Task objective:
Your response should be every line from the entries that includes the string "Timestamp".

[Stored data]
PR #495, opened 2021-09-15
Added shipping address property to NegotiableQuote object

amolina-magento:
## Problem

**Problem 1:** In GraphQL, the shipping addresses are not returned as part of the Negotiable Quote object. Thus, the current state of a Negotiable Quote's shipping addresses cannot be determined. As a result, errors will be unknown to the user until they attempt to place an order, leading to a poor user experience.

**Problem 2:** In GraphQL, when setting a shipping address on a Negotiable Quote, we currently support only existing customer addresses from an address book. In order to maintain parity with Luma, we should allow the user to supply a new address for the Negotiable Quote.

## Solution

Update the current schema so that the NegotiableQuote object includes its shipping addresses
Update the current schema so that the SetNegotiableQuoteShippingAddressInput object supports a new shipping address object


design-documents/graph-ql/coverage/b2b/negotiableQuotes.graphqls
```diff
@@ -76,9 +76,24 @@ type AddNegotiableQuoteItemsOutput {
...
 input SetNegotiableQuoteShippingAddressInput {
     quote_uid: ID! @doc(description: "ID obtained from NegotiableQuote type")
-    customer_address_id: Int! @doc(
+    customer_address_id: Int @doc(
         description: "ID obtained from the CustomerAddress type. A new address can be added using Mutation.createCustomerAddress"
     )
+    address: NegotiableQuoteAddressInput
+}
+
+input NegotiableQuoteAddressInput {
```
pdohogne-magento, line 85: I would suggest making a `QuoteAddressInputInterface` in QuoteGraphQL with these fields and have both `CartAddressInput` and `NegotiableQuoteAddressInput` implement it.

amolina-magento: I thought we were holding off on all unification via interfaces for now? Would it not be inconsistent to do that for the CartAddressInput and not the Cart itself? 

Also, in all likelihood, this wouldn't cause any issues with any existing CartAddress functionality. However, isn't there an added element of risk?

design-documents/graph-ql/coverage/b2b/negotiableQuotes.graphqls
```diff
@@ -190,6 +205,7 @@ type NegotiableQuote {
     created_at: String @doc(description: "Timestamp indicating when the negotiable quote was created.")
     updated_at: String @doc(description: "Timestamp indicating when the negotiable quote was updated.")
     status: NegotiableQuoteStatus!
+    shipping_addresses: [ShippingCartAddress!]!
```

Answer box:
     created_at: String @doc(description: "Timestamp indicating when the negotiable quote was created.")
     updated_at: String @doc(description: "Timestamp indicating when the negotiable quote was updated.")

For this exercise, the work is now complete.